The first assault was fended off by the Turkish defenders of the castle, and de Souches switched to continuous shelling of the castle, which greatly disturbed the Turks, the Upper and Lower Towns were burned. The shelling of the castle lasted another three days, and part of its walls completely collapsed, but the Turks did not surrender.

Kurd Mehmed Pasha, who was in the castle, broke out with 300 horsemen, but most of his soldiers were lost in the fight.

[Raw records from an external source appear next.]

PR #1065, opened 2025-08-13
Dependency updates and slight random checks for missing or incorrect dependencies

parona-source:
Upstream requiring ffmpeg support for dragon is a notable change.

Addition of kcoreaddons to RDEPEND for the the kio thumbnailer packages is a bit odd if you only look at the cmake. But its clear that it gets linked against the plugins in addition to the usage of its cmake macro.

Updated the untagged project kde-misc/kregexpeditor to use KFMIN/QTMIN just like every other package in the repo.


kde-apps/dragon/dragon-9999.ebuild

De Souches received reinforcements, and the defenders began to negotiate surrender. The commanders agreed on the terms of a free retreat, and on April 18 the remaining Turkish army of 400 horsemen and 200 infantry, left Nitra.

== Aftermath ==
In the castle, de Souches left 800 soldiers and a few hundred horsemen.

De Souches planned to restore the destroyed walls. Paris von Spankau, whom he made captain of the castle, advised the strategic demolition of the Lower Town to obtain building material for the restoration work. At the request of Palatine Ferenc Wesselényi, Jean-Louis Raduit de Souches abandoned this plan.

Nitra remained in the Royal Hungary even after the Treaty of Vasvár. The bishop of the city, Miklós Pálffy, started fortifying the castle in 1669, because he was afraid that it would be attacked by the Ottomans again.